Thursday, November 23, 2006

Over at the Matasano Blog :)

Matasano 's Blog quoted my post on Office bugs, and Ivan Arce made some excellent points in the comments:
1. 'They are inherently one-shot. You send a bad file, and while the user might try to open it multiple times, there is no way the attacker can try different values for anything in order to get control.”'

IA: OK. good point but…think about scale & diversity. Even in a targeted attack sending a one-shot client-side exploit against N desktop systems will with one hardcoded address will offset the value of ALSR with some probability of success for a given N. The attacker only needs ONE exploit instance to work in order to break into ONE desktop system, after that it is game over. Client-side bugs are one shot against the same system but not necesarrilly so against several systems in parallel.
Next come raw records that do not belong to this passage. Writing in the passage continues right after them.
PR #3551, opened 2024-09-18
feat: sorting comments with fixing new comments

sshanzel:
## Changes
- Bring back the sorting feature.
- Properly update the possible query cache data. Kindly check this specific commit to make review easier: https://github.com/dailydotdev/apps/commit/da603b6f1ebf28669f3b0bd8e1830139fc26cb00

Very true, I did overlook this. It also explains the use of really low-value phone-home bots as payload: If you're going to attack in such a "wide" manner, you essentially accept detection as long as you can compromise one of the relevant clients. This means that whatever you are sending will be lost, and therefore you won't send anything more sophisticated than a simple bot.

” 2. There can not be much pre-attack reconnaissance. Fingerprinting server versions is usually not terribly difficult (if time consuming), and usually one can narrow down the exact version (and most of the times the patch level) of a target before actually shooting valuable 0day down the wire. With client side bugs, it is a lot more difficult to know the exact version of a piece of software running on the other side - one probably has to get access to at least one document created by the target to get any data at all, and even this will usually be a rough guesstimate.”

IA: Hmmm not sure about this either. I would argue the desktop systems (clients) leak A LOT more information about themselves than servers and, generally, those leaks are much less controlled and/or controllable and easier to elicit than server leaks. After all, as a general principle, client apps are _designed_ to provide information about themselves.

Not to mention that a lot of information about your desktop systems has *already* leaked and is publicly available on the net now (server logs, emails, documents, stray packets, etc.), you just need to know how and where to look for it.

I disagree on this to an extent. My system leaks information about my mail client because I participate in public forums etc, but the majority of corporate users never gain any visibility outside of the internal network. Most people just don't use mailing lists or usenet etc. So it will be comparatively easy to attack some security officer (hey, I know his exact client version), but the CEO's secretary (which might be a lot more interesting as a target, and less likely to notice her computer is compromised) will be more or less "invisible".